Полная версия
Казачья думка

Алексей Губарев
Казачья думка
Ох, як же тяне пошушукаться з тобою, унучек, аж сердечко замирае. А то прямо таки тюпае, а иной раз и больно ёкнэ у груди, кадысь лепет твий певучый успоминаю, щебетун мий маленький. От як був бы ты постарше та грамоте навчился, так письмами з тобою списалися бы. Та разве, хучь на всей земле у самых потаенных уголках старатэльно шукать, можно найтить таки слова, шоб казать з яким чувством я бы каракули твои разбирал а, постреленок?

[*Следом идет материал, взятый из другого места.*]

PR #971, opened 2025-01-16
docs: ✨ align table colwidths on reference index page

### LINKED ISSUE #946: Align column widths in the function overview tables to avoid splitting function names
It would be nice if the function overview table had aligned and more fitting col widths, so function names aren't split to two lines like they are currently:

 Image

Can be achieved by adding a yml header to `reference/index.qmd` like below: 
```reference/index.qmd
---
tbl-colwidths: [40, 60]
---
```

I just need to figure out if this is possible within Quartodocs or some kind of workaround is needed.

EDIT: Might be possible with https://machow.github.io/quartodoc/get-started/extending.html#using-a-custom-index-page

signekb:
## Description

This PR customises the `summarize` function for `layout.Section`s by adding column widths to the tables.
This change only affects the tables created on the reference index page. 

Full disclosure: I don't really like the way the `render` and `summarize` function(s) are set up in `quartodoc`, but I kept it as close to the original as possible (basically only adding the `+ ': {tbl-colwidths="[40,60]"}'` in L70 here). 

An alternative solution would be to change the output directory of quartodoc to e.g., `out_index: docs/reference/index-quartodoc.qmd` and then add a [custom index page](https://machow.github.io/quartodoc/get-started/extending.html#using-a-custom-index-page) `docs/reference/index.qmd` that looks something like this: 

```
---
tbl-colwidths: [40,60]
---

{{< include /docs/reference/index-quartodoc.qmd >}}

```

## Effect of this PR

| Before/current | After |
| ------------- | ------------- |
|    |  |

Closes #946 

## Checklist

- [X] Updated documentation
- [X] Ran `just run-all`


lwjohnst86 (approved):
Yea, I don't love how quartodoc is internally implemented, but this looks fine with me :grin: we aren't building quartodoc, and it isn't high priority to make elegant, well designed code for it. Just whatever works :stuck_out_tongue:

PR #972, opened 2025-01-16
feat: :sparkles: add `CheckErrorMatcher` object

martonvago:
## Description

This PR adds a `CheckErrorMatcher` object. This is/will be used to filter out unwanted errors easily.
Example usage:
```python
errors = exclude_errors(
        errors,
        [
            CheckErrorMatcher(validator="required", json_path="data"),
            CheckErrorMatcher(validator="type", json_path="path", message="not of type 'array'"),
        ],
    )
```
I'm going to use this to replace the `check_required` flag in Sprout's check functions.

## Checklist

- [x] Added or updated tests
- [x] Updated documentation
- [x] Ran `just run-all`


seedcase_sprout/core/checks/check_error_matcher.py
martonvago, line 1: This is a very simple class for encapsulating matching logic. The motivation behind this is that filtering `CheckError`s or deciding if a `CheckError` fulfills any of a set of conditions comes up pretty often.

martonvago: I put this class and `exclude_errors.py` into `checks` because they are generally applicable, but we can move them to `sprout_checks` if we think they should be restricted to Sprout.

seedcase_sprout/core/checks/check_error_matcher.py
```diff
@@ -0,0 +1,66 @@
...
+
+        Returns:
+            If there was a match.
+        """
+        return self.message is None or self.message in error.message
+
+    def json_path_matches(self, error: CheckError) -> bool:
+        """Determines if this matcher matches the `json_path` of the given `CheckError`.
+
+        Matching on the full `json_path` and matching on the field name are supported.
```
martonvago, line 43: This can obviously be refined further (e.g. to allow matching fields with a specific name on resources only), but we can add that as/if we need it. Same goes for `message_matches`.

lwjohnst86 (dismissed):
I have a hard time seeing what this does or it's usefulness, but I think it would help once we move these functionality over into a standalone package with some guides showing the functions in action. Or seeing the functions in action in other functions within Sprout. But you're very much knowledgeable about what's needed and the challenges in this check area, so :+1:

signekb (commented):
Nice work 👍  Just a suggestion and a question to help me understand 🔍

tests/core/checks/test_check_error_matcher.py
```diff
@@ -0,0 +1,99 @@
...
+        )
+        is expected
+    )
+
+
+@mark.parametrize(
+    "json_path,matcher,expected",
+    [
+        ("$.match", None, True),
+        ("$.no.match", "", False),
```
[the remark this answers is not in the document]
martonvago: Not very solid reasons :sweat_smile:! I was thinking:
- `message_matches` should check if the matcher message is a substring of the error message. Doesn't matter that much if `""` matches or not?
- `json_path_matches` should check if the matcher json path is exactly the full path or exactly the very last field. `""` is neither, so I made it not match anything.
- `validator_matches` should check if the matcher validator is exactly the validator of the error. `""` is not a validator, so I made it not match.

We can refine the behaviour further for sure!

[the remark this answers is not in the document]
signekb: Ah, I think that makes sense! Thanks for elaborating 👍

PR #973, opened 2025-01-17
refactor: :recycle: use `CheckErrorMatcher` in Sprout checks

martonvago:
## Description

This PR replaces the `is_required` flag in Sprout's check functions with a list of `CheckErrorMatcher`s to ignore.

Провались мне прямо на этом на месте, а нэма слов таких которы слезы радости опысать могут. И шо поделаешь, колы такэ приключилося у свите? Снова не к месту затеял германец войну. И шо за народ такый пришибленный? Ни як нэ навоюются. Скоко ни били их, а вони усё за своё. И нэ пийму эта ихня глупость природна, чи шо? Можа их прародитель десь башкой звезданулся нэосторожно, оно и пошло? А тапэрыча из-за этой дури прыходится тильки у мыслях з тобою балакать, шушукаться, та и успоминать твои детски шалости та проделки, озорун ты мий драгоценный.

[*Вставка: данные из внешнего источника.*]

PR #1016, opened 2025-01-28
docs: :fire: move text into docstrings, remove leftover resource `.puml`

lwjohnst86:
## Description

This PR cleans up the mostly resource section with the things that have been implemented already. Removes old PlantUML files.

This PR needs a quick review.

## Checklist

- [x] Updated documentation
- [x] Ran `just run-all`


seedcase_sprout/core/write_package_properties.py
```diff
@@ -15,8 +15,13 @@ def write_package_properties(path: Path, properties: PackageProperties) -> Path:
     argument.
 
     Args:
-        path: The path to the `datapackage.json` file.
-        properties: The package properties to write.
+        path: The `path` argument is to an existing `datapackage.json` file, to a
+            folder that exists but is empty, or to a folder that doesn't exist yet.
+            Either way, the `datapackage.json` file will be created or overwritten
+            in the path given. Use `path_properties()` as a helper to get the
+            correct path.
```
martonvago, line 22: And if no path is given, could/should it default to the working directory? Or is this something to add later e.g. in lib?
(Same for any function that needs a path pointing to the `datapackage.json`)

martonvago (approved):
Nice!!

seedcase_sprout/core/write_package_properties.py
lwjohnst86: I think it makes most sense in lib, but I'm sure we will come back to this later, I was considering this as well.

Issue #995, opened 2025-01-23
Have one `write_properties()` function


lwjohnst86:
> Having looked at these functions a bit, maybe a natural organisation would be:
> - `edit_package_properties` (leave as is):
>   - takes a partial `PackageProperties` 
>   - returns a complete `PackageProperties`, ready to write to file
> - `edit_resource_properties` (= most of the current `write_resource_properties`): 
>   - takes a partial `ResourceProperties`
>   - returns a complete **`PackageProperties`**, ready to write to file 
> - `write_properties` (= the current `write_package_properties`)
>   - takes a complete `PackageProperties` 
>
> The big change here would be that `edit_resource_properties` would return a `PackageProperties` (with the `ResourceProperties` updated or added). This gives a nice flow, but I'm not sure if it's misleading?

_Originally posted by @martonvago in https://github.com/seedcase-project/seedcase-sprout/issues/990#issuecomment-2607564805_

PR #1019, opened 2025-01-28
docs: :recycle: convert from PlantUML into pseudocode

lwjohnst86:
## Description

This PR converts the `.puml` file into Python pseudocode.

## Checklist

- [x] Updated documentation


docs/design/interface/pseudocode/extract_resource_properties.py
```diff
@@ -0,0 +1,23 @@
...
+    function is often followed by `edit_resource_properties()` to fill in any
+    remaining missing fields, like the `path` property field.  Usually, you use
+    either this function or the `create_resource_properties()` function to
+    create the initial resource properties for a specific (new) data resource.
+
+    Args:
+        data_path: The path to a raw data file of a supported format.
+
+    Returns:
+        Outputs a `ResourceProperties` object. Use `write_resource_properties()`
```
martonvago, line 16: We'll just have to make sure the flow still works if we do https://github.com/seedcase-project/seedcase-sprout/issues/995

docs/design/interface/pseudocode/extract_resource_properties.py
```diff
@@ -0,0 +1,23 @@
...
+            to save the object to the `datapackage.json` file.
+    """
+    check_is_file(data_path)
+    check_is_supported_format(data_path)
+    # Make use of frictionless here?
+    properties = extract_properties_from_file(data_path)
+    return check_resource_properties(properties)
```
martonvago, line 23: And probably ignore some expected errors like a missing `path`.
Or maybe there is also an argument for allowing bad resource properties to be returned by this function in general? If, for whatever reason, the extraction doesn't yield a correct set of properties, it is still useful to me as a user to have something I can fix/edit and not have to type it all out by hand.

docs/design/interface/pseudocode/extract_resource_properties.py
```diff
@@ -0,0 +1,23 @@
...
+    Args:
+        data_path: The path to a raw data file of a supported format.
+
+    Returns:
+        Outputs a `ResourceProperties` object. Use `write_resource_properties()`
+            to save the object to the `datapackage.json` file.
+    """
+    check_is_file(data_path)
+    check_is_supported_format(data_path)
+    # Make use of frictionless here?
```
martonvago, line 21: Yeah this is a good question! 

If we're okay with using frictionless, we could get around the task of writing a converter from their classes to our properties classes by having them output a `dict` and feeding that `dict` to our `ResourceProperties.from_dict`. On paper it sounds great!

The other, unquestionably more arduous, road would be to turn the data into a pandas dataframe (polars not yet supported for this), use pandera to extract the metadata, and convert that output to `ResourceProperties`.

martonvago (dismissed):

docs/design/interface/pseudocode/extract_resource_properties.py
```diff
@@ -0,0 +1,23 @@
+# ruff: noqa
+def extract_resource_properties(data_path: Path) -> ResourceProperties:
+    """Extracts resource properties from a raw data file.
+
+    This function takes the data file found at the `data_path` location and
+    extracts properties from the file into a `ResourceProperties` object. This
+    function is often followed by `edit_resource_properties()` to fill in any
+    remaining missing fields, like the `path` property field.  Usually, you use
```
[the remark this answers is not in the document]
lwjohnst86: Yea, agreed. I think once we use it in the guides/examples, we'll have a better idea for it.

docs/design/interface/pseudocode/extract_resource_properties.py
lwjohnst86: Yes, for sure, I already have it in my mind to refactor those once we've discussed/decided! :grinning:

Унучек, кровинушка мия ясноглаза, ты вуж прости свово диду, шо свистулю тэбе, шо ще зимою вбещал, так й-и не вырезал. Та в это лето, будь воно сто раз проклятэ, из сирени и стрел для лука нарезать не вуспел та тетиву поменять. Диду твий нэ по своей воле воюе с хрицем, грец его забери на плаху. Так шо нету в мэне пока на рэзание свистуль ниякой возможности. Но зато, як разбэруся з немчурою та у станицу возвернуся, то, петушок мий сладкоголосый, уж вырежу тебе дудочку обязательно, да ще о трех дырочках. И, колы сбудется, на ярмонку пойидымо з тобою у Армавир. Снарядим Стерву, ляжем у бричку и прямиком на базар. А уж тамо размалевану глиняну свистулю с катышком внутрях подберём тэбэ. Саму звонку выищем. Уж насвистишси тады вволю. А пока шо я на войне, по назначению свому казачьему служу у кавалэрийском полку, що по-старому называется конныця.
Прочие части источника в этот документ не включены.